<!--
SPDX-FileCopyrightText: 2026 Arcangelo Massari <arcangelo.massari@unibo.it>

SPDX-License-Identifier: ISC
-->

# Verification

After running Meta, use the verification script to check that all identifiers were processed correctly and have associated data in the triplestore.

## Running verification

```bash
uv run python -m oc_meta.run.meta.check_results <CONFIG_PATH> <OUTPUT_FILE>
```

Example:

```bash
uv run python -m oc_meta.run.meta.check_results meta_config.yaml report.json
```

The script exits with code 0 if all checks pass, or 1 if any errors are found.

## What it checks

### 1. Identifier analysis

The script parses all identifiers from input CSV files, including:

- `id` column (DOIs, PMIDs, etc.)
- `author` column (ORCID identifiers)
- `editor` column (ORCID identifiers)
- `publisher` column (Crossref identifiers)
- `venue` column (ISSNs, ISBNs)

### 2. OMID verification

For each identifier, the script queries the triplestore to check:

- Does the identifier have an associated OMID?
- Does any identifier have multiple OMIDs? (indicates disambiguation issues)
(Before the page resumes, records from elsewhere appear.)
PR #464, opened 2024-10-02
QA-15289: GraphQL JCRSite query with restricted home page

baptistegrimaud:
## JIRA

https://jira.jahia.org/browse/QA-15289

## Description

Gracefully handle scenarios where the home page has restricted access by returning `null` for the `homePage` field of the GraphQL JCRSite query.

Depends on https://github.com/Jahia/graphql-core/pull/465.

## Tests

- [x] Integration Tests

## Checklist

- [x] Performance
- [x] Migration
- [x] Code maintainability

## Documentation

- [x] Inline documentation
- [x] User-facing Documentation

### DIFF
--- a/graphql-dxm-provider/src/main/java/org/jahia/modules/graphql/provider/dxm/site/GqlJcrSite.java
+++ b/graphql-dxm-provider/src/main/java/org/jahia/modules/graphql/provider/dxm/site/GqlJcrSite.java
@@ -110,9 +110,10 @@ public class GqlJcrSite extends GqlJcrNodeImpl implements GqlJcrNode {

### 3. Data graph verification

Since RDF files are always generated:

- Verifies that RDF files exist for each entity
- Reports missing data graphs

### 4. Provenance verification

For each OMID found:

- Queries the provenance triplestore
- Verifies provenance graphs exist
- Reports OMIDs missing provenance data

## Output format

The script produces a JSON report with the following structure:

```json
{
  "status": "PASS",
  "timestamp": "2026-04-04T12:00:00",
  "config_path": "/path/to/meta_config.yaml",
  "total_files_processed": 3,
  "files": [
    {
      "file": "input.csv",
      "total_rows": 100,
      "rows_with_ids": 95,
      "total_identifiers": 200,
      "identifiers_with_omids": 190,
      "identifiers_without_omids": 10
    }
  ],
  "summary": {
    "total_rows": 100,
    "total_identifiers": 200,
    "identifiers_with_omids": 190,
    "identifiers_without_omids": 10,
    "omids_with_provenance": 185,
    "omids_without_provenance": 5
  },
  "errors": [
    {
      "type": "missing_omid",
      "schema": "doi",
      "value": "10.1234/example",
      "file": "input.csv",
      "row": 5,
      "column": "id"
    }
  ],
  "warnings": [
    {
      "type": "multiple_omids",
      "identifier": "doi:10.1234/duplicate",
      "omid_count": 2,
      "omids": ["https://w3id.org/oc/meta/br/0601", "https://w3id.org/oc/meta/br/0602"],
      "occurrences": [{"file": "input.csv", "row": 10, "column": "id"}]
    }
  ]
}
```

### Status semantics

- **`status: "PASS"`**: all identifiers have OMIDs and all OMIDs have provenance. Exit code 0.
- **`status: "FAIL"`**: at least one error found. Exit code 1.

### Error types

- **`missing_omid`**: an identifier from the input CSV has no corresponding OMID in the triplestore. Indicates a processing failure.
- **`missing_provenance`**: an OMID exists in the triplestore but has no provenance record. Indicates incomplete ingestion.

### Warning types

- **`multiple_omids`**: an identifier is associated with more than one OMID across files. Indicates a disambiguation issue that should be resolved via the merge pipeline.